• _WHAT TO WORK ON_
Looking at the records below, say how many lines include "tested", and add nothing else.

[Collected data entries]

*** Begin section ***

PR #4509, opened 2026-09-20
chore: report upload network failures to the ops error log

aalemayhu:
## What

A browser-side network failure on an upload ("Failed to fetch", "Load failed") is now reported to the ops error log, so the Errors tab can see it.

- `reportUploadNetworkFailure` (`web/src/lib/reportClientError.ts`) reports under a bucketed message, `Upload network failure (<type>, <size range>)`, with the size ranges under 10 MB, 10-50 MB and over 50 MB. The type is a short extension or "unknown type"; the filename is never sent. Elapsed seconds and the browser's wording ride in the row's `context`, which is stored in `error_events` but not shown by the Errors tab yet (read it with a query). The failures group into a handful of rows instead of one row per user.
- `UploadForm.tsx` calls it from the existing upload catch, only for network failures. The `upload_failed` analytics event is unchanged.

## Why

`reportClientError` skips those messages as transient (a deliberate filter for background polls and deploy handoffs), and `upload_failed` lives in the `events` table, which no ops tab reads. So the Errors tab showed nothing for the upload failures while they were a steady share of started uploads. Serves **faster** indirectly: it gives the upload-path investigation real timing data. Metric: the Errors tab shows the `Upload network failure (...)` groups within a day of deploy, read at `/ops/errors`; the elapsed-seconds split is a query on `error_events.context`.

## What the existing telemetry says

Read-only prod aggregates from `upload_failed` over 14 days: every failure is `reason: network`; the daily failure share is steady with no deploy-time bursts (only four single minutes with three failures); and failures are spread across sizes, mostly under 10 MB. That weakens the hypothesis that large uploads time out on the long synchronous request. `upload_started` carries no size, so a per-size failure rate is not computable yet; the elapsed seconds added here will show whether failures are instant drops or timeouts.

## Decisions (trio synthesis)

Internal ops tooling, trio optional; not run.

- **Not done here:** resolving the two stale error groups (an ops-tab click, not code), and hiding dead ops panels (which ones are dead is not established). Adding size and extension to `upload_started` for a real failure rate is a possible follow-up.
- **Known limits (from review):** a reload or tab close mid-upload can also throw a network error, so some rows are abandonment; `upload_failed` already counts the same population. The server dedupes by message hash and IP for five minutes, so a row count means distinct episodes, not failures; `upload_failed` stays the real count. The extension check accepts any short alphanumeric suffix, not only known upload types.
- **No changelog entry:** internal ops visibility, no user-visible behavior change.

## Tests

- Tests first: `reportUploadNetworkFailure` tests (skipped-as-transient cause now reported, bucketed messages, elapsed seconds and cause in context, silent when offline, unsafe extension replaced) and `UploadForm` tests (a network failure with a selected file posts its type and size range; none selected posts unknown type and size; a non-network error posts nothing) failed before the change.
- Mutation check: forcing the network gate to always report fails the non-network `UploadForm` test.
- Full web suite: 425 files, all pass (3964 tests before the last test-only commit; the two changed files re-run green). Web typecheck and tree-wide `pnpm format:check` clean.
- Server: untouched (the ingest controller already accepts any message and context; no server-side filter drops these); the server suite was not re-run for this diff.

## Browser check

Browser check: not applicable — no visible change; the report is a background request covered by component tests; not walked in a browser.


aalemayhu (commented):
Review verdict: pass. A fresh read-only reviewer found no blocking findings. It confirmed the bucketed message clears every filter in `reportClientError` (offline still suppresses it, as intended), that the message carries only a validated extension and a size range with no filename, that the server ingest controller and use case do not filter on message content (they dedupe by hash and IP for five minutes and rate-limit at 10 a minute), that the `UploadForm` catch refactor keeps the same extension and size behavior for no dot, several dots and no file, that no hard-rail path or user-identifying content is touched, and that no changelog is needed for an internal ops change. Its non-blocking notes are handled in the head commit and the PR body: the Errors tab does not display `context`, so the elapsed-seconds claim now says to read it with a query; a reload or tab close mid-upload can also throw a network error and the server dedupe means a row count is distinct episodes, both now listed as known limits; the negative `UploadForm` test now waits for the failure event before asserting, and a selected-file test covers the extension and size derivation. Left as follow-ups: a visibility-state field in the context, a known-extension allowlist, and showing `context` in the Errors tab. The full web suite (425 files) passes on the previous head, the changed test file and the web typecheck and tree-wide format check pass on this head; the server is untouched and was not re-run.

PR #4511, opened 2026-09-20
fix: free plan copy states the anonymous 21-card cap

aalemayhu:
## What

The free plan was described as "100 cards per month, no account required" in three places that search engines, AI assistants and readers quote. Without an account a single conversion is capped at 21 cards (`ANONYMOUS_CARD_CAP` in `CheckMonthlyCardLimitUseCase.ts`); the 100 a month (`MONTHLY_CARD_LIMIT`) needs a free account. They now say both, in the same words the docs already use.

- `web/index.html`: the Free offer description and the site description in the structured data.
- `web/public/llms.txt`: the Free line in the pricing list.
- `web/src/pages/AnswersPage/answersConfig.ts`: the PDF answer said "No account required for PDFs under the free plan limit".
- `hardcodedLimitClaims.test.ts`: a targeted guard that keeps "no account required" out of those three files.
- Changelog entry, since the answers page text is user-visible.

## Why

Follow-up to https://github.com/2anki/server/pull/4505 and https://github.com/2anki/server/pull/4508. A visitor who reads "no account required" next to "100 cards" and drops in a 60-card file is refused after the conversion, which is the surprise these audits are removing. Serves **simpler** and more trustworthy first contact. Metric: none moves directly; watch the `anonymous_cap` share of `conversion_failed` (read in the ops Conversions tab) for a decline over the next weeks.

## Decisions (trio synthesis)

- **PM:** state both numbers rather than drop "no account"; the no-account path is a real strength, only the number attached to it was wrong.
- **Designer:** the docs phrasing ("without an account ... 21 cards; a free account ... 100 a month") is already the house wording, so reuse it.
- **Engineer:** the same claim also sits in the pricing FAQ (`pricingtable.json` in all locales and `pricingFaq.ts`), which are hard-rail paths; that is a separate rail PR for Alexander, so the guard is scoped to the three files here instead of a tree-wide scan that would fail until then.

## What this does not change

The pricing page FAQ answer (rail, separate PR), and whether 21 is the right anonymous cap (product decision).

## Tests

- Tests first: the guard failed on the old `index.html` before the change.
- Full web suite: 426 files, 3985 tests, all pass. Web typecheck and tree-wide `pnpm format:check` clean.
- Server: untouched; the server suite was not re-run for this diff.

## Browser check

Browser check: not applicable — text-only changes to structured data, llms.txt and one answers entry, covered by the guard test; not walked in a browser.


aalemayhu (commented):
Review verdict: pass. A fresh read-only reviewer found no blocking findings. It traced the anonymous cap in `UploadService.ts` (a conversion that produces more than 21 cards without an account is rejected, per conversion, with no daily or lifetime counter) and the monthly limit of 100 for signed-in free users across the upload, async, Notion, chat and MCP paths, and confirmed the new wording matches the docs (`help/limits.md`, `start-here/upload-a-file.md`, `what-is-2anki.md`, English and German). Both JSON-LD blocks in `web/index.html` still parse. The guard test covers exactly three files, fails on all three old texts and passes on the new, and leaves the pricing FAQ files alone on purpose. The diff touches no hard-rail path and no user-identifying content, no test pins the old answers-page sentence, and the changelog id, type and date are valid. The only remaining places that still say "No account required for one-off conversions" next to 100 cards are `pricingtable.json` in the ten locales and `pricingFaq.ts`, which are rail paths and follow in a separate PR for Alexander. Its polish note on the changelog title is fixed in the head commit; a guard for "no account needed" wording variants is left as a possible follow-up. The full web suite (426 files, 3985 tests), the web typecheck and the tree-wide format check pass; the server is untouched and was not re-run.

PR #4514, opened 2026-09-20
chore: keep Node connections open longer than the Apache proxy

aalemayhu:
## What

Two lines in `src/server.ts` (through a small tested module): the Node HTTP server now sets `keepAliveTimeout` to 65 s and `headersTimeout` to 66 s. Node's default `keepAliveTimeout` is 5 s and nothing in the repo overrode it.

## Why

About 3 to 4% of started uploads fail in the browser with a network error ("Failed to fetch" / "Load failed"), every day, across file types and mostly on small files, with no burst at deploy time (read from the existing `upload_failed` events over 14 days). Anonymous visitors fail more often than signed-in users (roughly 5% against 2%), on both Chromium and Safari.

What I verified on the box, read-only:

- The site is fronted by Apache (`Server: Apache`), listening on 443 (h2 enabled) and proxying to Node on port 3001 with a bare `ProxyPass` (no `ttl`).
- Apache's `KeepAlive` is On with `KeepAliveTimeout 5` (browser-to-Apache). Node's `keepAliveTimeout` defaults to 5 s plus a 1 s buffer on Node 22.20 and nothing in the repo overrode it.
- Apache pools backend connections and cannot retry a POST that hits a connection Node has just closed, which the browser sees as a network failure. Raising Node's limit moves that race window from about 6 s to about 66 s, where far fewer request gaps land.

What I did not verify, and the reviewer flagged: Apache's error log is not readable by my user, so I have not seen the reset lines. A 3 to 4% failure rate is higher than a loopback race alone would normally give, so the browser-to-Apache 5 s leg (shared by the anonymous and signed-in paths) may matter as much. Treat this as a low-cost mitigation, not a diagnosed fix. The check for you: `grep -c "AH01102\|error reading status line" /var/log/apache2/error.log`, or `502` on `POST /api/upload/file` in `access.log`. If those are rare, this change will not move the number.

A structural follow-up, not in this PR: `ttl=` (under 60) on the Apache `ProxyPass` line written by `scripts/deploy-blue-green.sh`, so Apache retires pooled backend connections before Node would. That file is a deploy-pipeline rail and needs your call.

This is a hard-rail path (`src/server.ts`), so it waits for a manual merge. It serves **more stable**: the metric is the share of `upload_failed` events with `reason: network` among `upload_started`, currently steady at roughly 3 to 4% a day. Read it 3 to 7 days after deploy. If it does not drop, the cause is elsewhere and this change is harmless to keep.

## What this does not change

No timeout is lowered or removed; `requestTimeout` (Node's default 300 s) is untouched. Idle sockets are held a little longer, which Node closes on shutdown (`gracefulShutdown` closes idle connections first and severs the rest after 2 s).

## Tests

- Tests first: `httpServerTimeouts.test.ts` failed (module missing), then passes: keep-alive above Apache's 5 s, headers timeout above keep-alive.
- The `server.ts` wiring itself is one call and is not unit-tested.
- Full server suite: 759 suites pass; the only failure is `getPageCount` (needs `pdfinfo`, environmental). `tsc -p . --noEmit` and tree-wide `pnpm format:check` clean. Web untouched, not re-run.
- No changelog entry: `chore:`, not claiming a user-visible fix until the number moves.


aalemayhu (commented):
Review verdict: pass (rail PR, waiting for Alexander's manual merge). A fresh read-only reviewer found no blocking findings. It verified on the pinned Node 22.20 that `keepAliveTimeout` and `headersTimeout` are plain properties that can be set after `createServer` and before `listen`, take effect for new connections, and do not conflict with `requestTimeout` (300 s, untouched) or `server.timeout` (0). Nothing else in `src/`, `scripts/` or `.github/` sets these, graceful shutdown still finishes promptly because it closes idle connections first, and a longer keep-alive adds no drain time to the blue-green cutover. Its notes are folded in: a why-comment now explains that the values sit above the proxy's idle limit, and the PR body was rewritten to state only what was verified. The mechanism is honest about its limits: Apache's error log is unreadable to the reviewer and to the author, so the reset lines have not been seen, the effective Node default is about 6 s (5 s plus a 1 s buffer), and a 3 to 4% failure rate is higher than a loopback race alone would give, so this is a low-cost mitigation to be judged by the `upload_failed` network share 3 to 7 days after deploy, not a diagnosed fix. Suggested follow-up, not in this PR: a `ttl=` on the Apache `ProxyPass` in `scripts/deploy-blue-green.sh` (a deploy-pipeline rail). Full server suite (759 suites, only the environmental `getPageCount` fails), `tsc -p . --noEmit` and the tree-wide format check pass; web untouched.

PR #4515, opened 2026-09-20
fix: quote the fetch column in the blocks cache counter update

aalemayhu:
## What

The blocks cache hit counter (`BlocksCacheRepository.bumpFetch`) updated `fetch` with a raw `fetch + 1`. `fetch` is a reserved word in Postgres, so the unquoted right-hand side is a syntax error. Every counter update has failed since https://github.com/2anki/server/pull/4501 deployed, and the failure is only logged as a warning. The right-hand side is now a quoted identifier, built by one exported helper (`incrementFetchCounter`) that the repository uses.

## Evidence

- Production error log (pm2, both colors): the same warning `[blocks-cache] fetch counter update failed: update "blocks" set "fetch" = fetch + 1 ... - syntax error at or near "fetch"` repeated thousands of times on 2026-09-20 and is by far the largest single entry in the log; first occurrence shortly after the deploy of #4501.
- Parse-only check against production Postgres (`PREPARE`, nothing executed): the shipped statement fails with `syntax error at or near "fetch"`; the fixed statement (`set "fetch" = "fetch" + 1`) prepares cleanly.
- Why it shipped green: the existing counter test runs against SQLite, which accepts the bare form. `.claude/rules/testing.md` already describes this trap (mocked or SQLite tests cannot reproduce Postgres-only syntax).

## Why

Serves **more stable and honest data**: the counter that decides whether the blocks cache earns its keep (PLAN row 12) has never counted a hit, every cache hit now fires an update that cannot succeed (an extra pool connection and a warning line each time), and the log is drowned in one line. Metric: the `[blocks-cache] fetch counter update failed` line goes to zero after deploy (`grep -c` on the pm2 error log), and `blocks.fetch` starts rising for re-read pages.

## Tests

- Tests first: a Postgres-dialect knex (`knex({ client: 'pg' })`, no connection) asserts the generated SQL is exactly `update "blocks" set "fetch" = "fetch" + 1 where ...` (it first failed because the helper did not exist), and a second test captures the SQL the repository emits on a cache hit and failed on the old code's bare `fetch + 1`. The listener is removed in a `finally`.
- The existing behavioural counter tests still pass.
- Full server suite: 758 suites pass; the only failure is `getPageCount` (needs `pdfinfo`, environmental). `tsc -p . --noEmit` and tree-wide `pnpm format:check` clean. Web untouched.
- A scan of the other raw SQL expressions in `src/` found no other unquoted reserved word.
- No changelog entry: internal, no user-visible behavior change.


aalemayhu (commented):
Review verdict: pass. A fresh read-only reviewer found no blocking findings. It verified with knex 3.3.0 (no DB connection) that `raw('?? + 1', ['fetch'])` renders `"fetch" + 1` on pg and a quoted identifier on better-sqlite3, that `update({ fetch: <raw> })` renders `set "fetch" = "fetch" + 1` on pg while the old `raw('fetch + 1')` rendered the invalid bare form, and that the `??` idiom is already used elsewhere in the repo. It found no other instance of the bug class (the other raw increments use non-reserved column names) and confirmed `blocks.fetch` is `integer NOT NULL DEFAULT 0` with a unique index on `(object_id, owner)`, so each update is a single-row indexed write. On behaviour, the fix turns one failing statement per cache hit into one successful single-row update, which is negligible extra load and cannot break a conversion because `bumpFetch` stays fire-and-forget with a rejection handler. The parse-only check on production Postgres (shipped statement fails with a syntax error, fixed statement prepares) is in the PR body. Its test notes are folded in (the query listener is now removed in a `finally`, and the PR body no longer overstates why the first test failed). No rail path and no user-identifying content. The full server suite (758 suites, only the environmental `getPageCount` fails), `tsc -p . --noEmit` and the tree-wide format check pass; web untouched. Morning check after deploy: `grep -c "fetch counter update failed"` on the pm2 error log should go to zero.

PR #4516, opened 2026-09-20
chore: record usage events for mind maps, image occlusion, apkg import

aalemayhu:
## What

Three surfaces had no usage event, so a keep-or-remove verdict (CLAUDE.md "Surface lifecycle") was impossible for them. One event each, at the point of success, with counts only:

- `mindmap_created` (client, `MindmapList.tsx`): after a new map exists. No props.
- `image_occlusion_created` (server, `ImageOcclusionController.create`): after the deck is built, before it streams. Props: `image_count`, `occlusion_count`. Guest builds carry no user id.
- `apkg_imported` (server, `ImportApkgToNotionUseCase`): when the import job is marked done. Props: `note_count`, `truncated`.

Only the client event is added to both `KNOWN_EVENTS` lists (web and server); the two server-emitted events, like `mcp_tool_called`, do not go through that allowlist.

## Why

Alexander has pending keep-or-remove decisions and these surfaces are unmeasured (prod shows no event for them in the last 30 days apart from a rare mindmap excluded-nodes event). Serves none of simpler, faster, more beautiful directly: it is measurement. It earns its place because the alternative is deciding removals with no data. Metric and read: after 30 days (2026-10-21) count distinct users per event; a low count is the input to the keep-or-remove call, which stays Alexander's. A proposed bar from the PM view is 20 distinct users, offered as a starting point, not a decision.

## Decisions (trio synthesis)

- **PM:** instrument only the three surfaces with a real success moment; skip the homepage showcase (marketing, not a surface), the Dropbox chooser (on the removal row) and Google Drive import (a thin wrapper on `upload_started`).
- **Designer:** nothing user-visible changes; `track` posts with `keepalive`, so an event fired before a redirect is not lost; no privacy copy change while props stay counts.
- **Engineer:** client one-liner for mindmap create; the controller for occlusion (the use case does not know the user); the use case for apkg import (the client only sees completion through polling and would double-fire).
- **Conflict, resolved:** the engineer also offered a mindmap export event and a Drive/Dropbox picked event. Left out on purpose to keep the set minimal and to not measure what may be removed.

## Known limits

- Guest image occlusion builds are recorded without a user id, so distinct-user counts undercount guests.
- The image occlusion event fires after the deck is built, not after the browser saves the file.

## Tests

- Tests first: the new tests failed before the change (the mindmap test on a missing call; the controller and use case tests on a missing event); the "records nothing" cases (limit reached, failed import, cap refusal) guard against firing on failure.
- Full server suite: 758 suites pass; the only failure is `getPageCount` (needs `pdfinfo`, environmental). The server `test` job failed twice on an earlier head (once in CI, once in the merge queue) in `NotionAPIWrapper.forbiddenBlocks.test.ts` with `this.repository.insertEvents is not a function`. Cause, found and fixed here: `ImageOcclusionRouter.test.ts` mocks `EventsRepository` as an empty object, and the new event made its success path create the real events sink on top of it, so the sink's 5 s flush timer later failed in a slower suite. The router test now mocks the sink instance like the other route tests and asserts the event is recorded through the route.
- Full web suite: 427 files, 3999 tests pass. Both typechecks and tree-wide `pnpm format:check` clean.
- No changelog entry: internal instrumentation, no user-visible change.

## Browser check

Browser check: not applicable — a background analytics call after an existing action, no visible change, covered by a component test; not walked in a browser.


aalemayhu (commented):
Review verdict: pass. A fresh read-only reviewer found no blocking findings. It confirmed each event is recorded only on success: `image_occlusion_created` after the deck is built and before it streams (a 400, a coded error such as the free-tier image cap, or an unexpected error all return or rethrow before the record call), `apkg_imported` right after the job is marked done inside the try (so the record call cannot mark a finished job failed), and `mindmap_created` only when the create call resolves with an id (not when the free-limit modal shows). `getEventsSink().record` is synchronous and non-throwing, owners are numeric ids or absent in production, and the props are counts and booleans only with no filenames, titles or note text. Server-emitted events correctly stay out of the client allowlist, like `mcp_tool_called`, while the client event is in both lists and the parity test passes. Its one hardening note is folded into the head commit: the events sink flushes one multi-row insert, so a non-numeric user id would fail the whole batch and drop other events; the controller now uses `getOwnerId` and the import use case falls back to null, each with a test, and the mindmap test asserts exactly one call. Left as optional follow-ups: switching to the `track()` helper the rest of the server uses, `mkdtemp` for the test temp files, and the same unguarded `Number(user.id)` in `McpRouter.ts`. No hard-rail path, no user-identifying content, no changelog needed for internal instrumentation. The full server suite (758 suites, only the environmental `getPageCount` fails), the full web suite (427 files, 3999 tests on the earlier head, the changed test file re-run), both typechecks and the tree-wide format check pass.

aalemayhu (commented):
Review verdict: pass, carried over from the fresh review of the previous head (fac3a715bb8e) plus a delta check. Since that review the branch was rebased onto main (after https://github.com/2anki/server/pull/4515 merged) and one test-only commit was added: `ImageOcclusionRouter.test.ts` now mocks the events sink instance and asserts that one `image_occlusion_created` event is recorded for the signed-in user through the real route. That fixes the cause of two server `test` failures on this PR (a leaked real sink built on top of an empty `EventsRepository` mock, whose 5 s flush timer failed a slower suite), and it adds route-level coverage of the new event. No production code changed in the delta. The earlier findings all still hold (events recorded only on success, non-throwing sink, numeric or absent owner with a `getOwnerId` guard, counts-only props, allowlist parity, no rail path, no user-identifying content). The full server suite (758 suites, only the environmental `getPageCount` fails), `tsc -p . --noEmit` and the tree-wide format check pass on this head.

PR #4517, opened 2026-09-21
fix: Notion picker starts on your shared pages, not a search for anki

aalemayhu:
## Summary

The `/notion` picker seeded its search box with `anki`. Notion search matches page titles only, so a connected user saw just the pages with "anki" in the title and read every other page they had granted as missing. A real support report this week: three pages granted in Notion's consent screen, one shown.

- The box now starts empty. An empty box is served by the existing cached top-level pages endpoint (drops database rows, caps at 50, stops early, 60s in-memory plus DB tier), not the uncached full `search` that can make up to 20 sequential Notion calls and return every database row. Typed queries keep the full title search.
- A response for an old query can no longer land after the box changes or is cleared.
- Both post-login redirects drop the `q=anki` seed and go to `/search`. The now-unused `getSearchPath` helper is deleted.
- When the box is empty and pages are shown, the picker reuses the existing `import.pagePickerHelp` line ("Missing a page? Check your Notion sharing settings"). No new strings, no new translations.
- `connectToNotion` (OAuth connect and re-consent) now clears the owner's cached top-level pages, in memory and in the DB, before the fire-and-forget pre-warm. Before this, a user who had just granted new pages could still read the old cached set. It mirrors what `disconnect` already does, and a failed cleanup is logged and does not fail the connect.
- The web mock server gets a matching `/api/notion/top-level-pages` route.

Which of simpler / faster / more beautiful: simpler (the box shows your pages) and faster (one cached call instead of up to 20 for an empty box). Metric: Notion `conversion_succeeded` per connected user and "pages not showing" support tickets, read at day 7 and day 30.

Deliberately left out after the trio review: the placeholder change (10 locales), removing the sessionStorage-saved query, virtualization, a refresh button.

## Testing

- New `NotionService.connectToNotion.test.ts`. The reconnect test failed before the fix (old page set returned after reconnect) and passes now.
- `useSearchQuery.test.tsx`: empty default, empty box uses the top-level endpoint, typing uses `search`, spaces-only counts as empty, stale typed response is ignored after clearing. Redirect tests updated, one added for the login default, new `SearchPresenter.test.tsx` for the help line.
- Full web suite: 4007 passed. Full server suite: 7588 passed, only the known environmental `getPageCount` (`pdfinfo`) failures.
- `/check` clean (server build, arch, web typecheck, web lint, web tests). `pnpm format:check` clean tree-wide.
- Security review of the branch diff found nothing introduced by this change. The `useHandleLoginSubmit` files match the hard-rail list (login), so this PR waits for a manual merge. The OAuth connect change itself is not a rail path.

## Browser check

Notes:
- `pnpm --filter 2anki-web test:golden-path`: 4 passed at 375px, no console errors (landing, signed-in dashboard, account pages).
- Walked `/notion` at 375px against the mock API (with the connect-link response overridden to report a connected workspace): the empty box posts `top-level-pages` with an empty query and lists the page under the sharing help line. Typing "Sample" posts to the full `pages` search and hides the help line. Clearing the box returns to `top-level-pages`, the help line and the URL without `?q=`.
- That manual walk logged console errors, all 404s from routes the mock server does not implement (favorites, usage, preferences, pricing, event tracking, AI credits) plus the Vite HMR websocket. None come from the changed code. The mock server's `get-notion-link` also returns `connected` where the app reads `isConnected`, so the picker only renders with that override. Not fixed here.


aalemayhu (commented):
**Verdict**: approve

Simpler and faster: the /notion picker shows the pages a user granted instead of a hidden search for "anki", and the empty box costs one cached call instead of up to twenty.

### Blocking
- None. Security, engineering and ux/voice forks each found nothing at confidence 7 or above.

### Nits
- None.

Hard-rail path (login redirect default in useHandleLoginSubmit), so this waits for a manual merge.

PR #4519, opened 2026-09-21
chore: drop Write permission rules Claude Code never matches

aalemayhu:
## What

Remove five `Write(...)` allow rules from `.claude/settings.json`:

- `Write(src/**/*.test.ts)`
- `Write(web/src/**/*.test.ts)`
- `Write(web/src/**/*.test.tsx)`
- `Write(Documentation/specs/*.md)`
- `Write(Documentation/ankify/*.md)`

## Why

Claude Code only matches `Edit(path)` rules; `Edit` covers all file-editing tools including Write. Every session start prints one warning per rule: "is not matched by file permission checks — only Edit(path) rules are."

No access changes. Each removed rule is already covered by an existing `Edit` rule:

- the three test-file rules by `Edit(src/**)` and `Edit(web/src/**)`
- the two Documentation rules by their identical `Edit(Documentation/...)` twins

## Goal check

Does none of simpler/faster/more beautiful for flashcard creation: it is harness config only. It earns its place by silencing five startup warnings on every session.

## Checks

- `.claude/settings.json` still parses as JSON; `oxfmt --check` clean.
- Hard-rail path (`.claude/`): needs manual merge, not `/ship`.


aalemayhu (commented):
**Verdict**: approve. Security and engineering reviews found no issues. The five removed Write(...) allow rules are each covered by an existing Edit(...) rule, so access is unchanged; only allow entries were removed, no hooks or deny rules were touched, JSON still parses, and the branch is one commit directly off main. Serves simpler: five startup warnings gone. Hard-rail path (.claude/settings.json), so it waits for a manual merge.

*** End section ***

• _WRITTEN ANSWER_
2